Arctic: 'dramatic changes taking place'

Eastern Arctic warming trend alarms scientists

NunatsiaqOnline: Ice has cracked up -- once in a while taking Nunavut hunters with it. Lakes continue to dry up, while permafrost melts and the tundra is greening... Observations from the ground in the Eastern Arctic, from places like Iqaluit... and views taken by satellites at 500 kilometres above the Earth's surface showed... that ice formation in 2010 is abnormally slow...
  • Air temperatures 20C above normal at the beginning of the year in the Baffin Island communities of Clyde River and Qikiqtarjuaq;
  • Large ice cracks south of Resolute Bay last January, which caused a hunter to float off on an ice floe;
  • Other cracks in land-fast ice spreading throughout the High Arctic islands, endangering research stations, causing problems for polar trekkers and swallowing up a Twin Otter.
This past spring, ice on Hudson Bay broke up three to four weeks earlier, and the Nares Strait between Ellesmere Island and Greenland, which usually freezes fast from February to July, never froze up solid.

Weak ice [can] lead to more storms as ice cracks cause water temperatures to warm and then lead to even more ice breakup and more storms in a frightening loop. What's needed is more monitoring with more remote sensing devices...

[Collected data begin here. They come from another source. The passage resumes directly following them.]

PR #2376, opened 2022-07-08
Set output length in xmr_base58_decode()

andrewkozlik:
- Fixes `xmr_base58_decode()` to return the decoded data size. Resolves https://github.com/satoshilabs/trezor-firmware/issues/160.
- Introduces a new constant `max_bin_data_size=64`, which is sufficient for the spend key and the view key. Before there were two constants 64 and 128 for decoding and encoding.

### DIFF
--- a/crypto/monero/base58.c
+++ b/crypto/monero/base58.c
@@ -43,6 +43,7 @@ const size_t encoded_block_sizes[] = {0, 2, 3, 5, 6, 7, 9, 10, 11};
 const size_t full_block_size = sizeof(encoded_block_sizes) / sizeof(encoded_block_sizes[0]) - 1;
 const size_t full_encoded_block_size = 11; // encoded_block_sizes[full_block_size];
 const size_t addr_checksum_size = 4;
+const size_t max_bin_data_size = 64;
 const int decoded_block_sizes[] = {0, -1, 1, 2, -1, 3, 4, 5, -1, 6, 7, 8};
 #define reverse_alphabet(letter) ((int8_t) b58digits_map[(int)letter])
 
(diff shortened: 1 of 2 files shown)


andrewkozlik:
> 1. [5bfe481](https://github.com/trezor/trezor-firmware/commit/5bfe48145c2398ea0fb710a93e5c619ccbffbbee) sets output length correctly in `xmr_base58_encode` if the input length is zero.

LGTM

> 2. [b1bc5d3](https://github.com/trezor/trezor-firmware/commit/b1bc5d35607ecf07b528ca9cbb4287b9c834b423) fixes (lowers by one) minimum required output length in `xmr_base58_encode`. To be honest, I'm to sure about correctness of this commit.

LGTM, the original code uses `data.resize(data_size, 0);`, so it seems to make sense.

> 3. [67118fa](https://github.com/trezor/trezor-firmware/commit/67118faf6f24b9151649645196c25736125ac751) is not much important. `xmr_base58_encode` allows the variable into which the size of the output is stored to be `NULL`. This commit does the same for `xmr_base58_decode`.

- I think allowing `binsz==NULL` is unsafe design, because it is better for `xmr_base58_decode()` to check that the `data` array is sufficiently large for the output. The same argument applies to `xmr_base58_encode()`, but I am not sure I want to change existing behavior, in case some 3rd party relies on this.
- There are three other occurrences of `binsz` in `xmr_base58_decode()` which would need to be taken care of.

> Moreover, I'm not sure why the style checker is turned off for this file, but if would certainly be beneficial if it wasn't.

I think this might have been done to ease bug fixes coming in from upstream. However, the code is already so different, that patches couldn't be applied directly anyway. Applied formatting in [51ba2f5](https://github.com/trezor/trezor-firmware/pull/2376/commits/51ba2f5b99a5a3dd136806daec9b2bdf19cd9154).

More monitoring of lakes and other fresh waterways also needs to be done... said Frederick Wrona from the University of Victoria... 'We have dramatic changes taking place,' with the Arctic becoming a place of rain instead of snow,' said Wrona, who predicted that there will be more extreme events like floods in the Arctic's future.
Image: Frobisher Bay; source here.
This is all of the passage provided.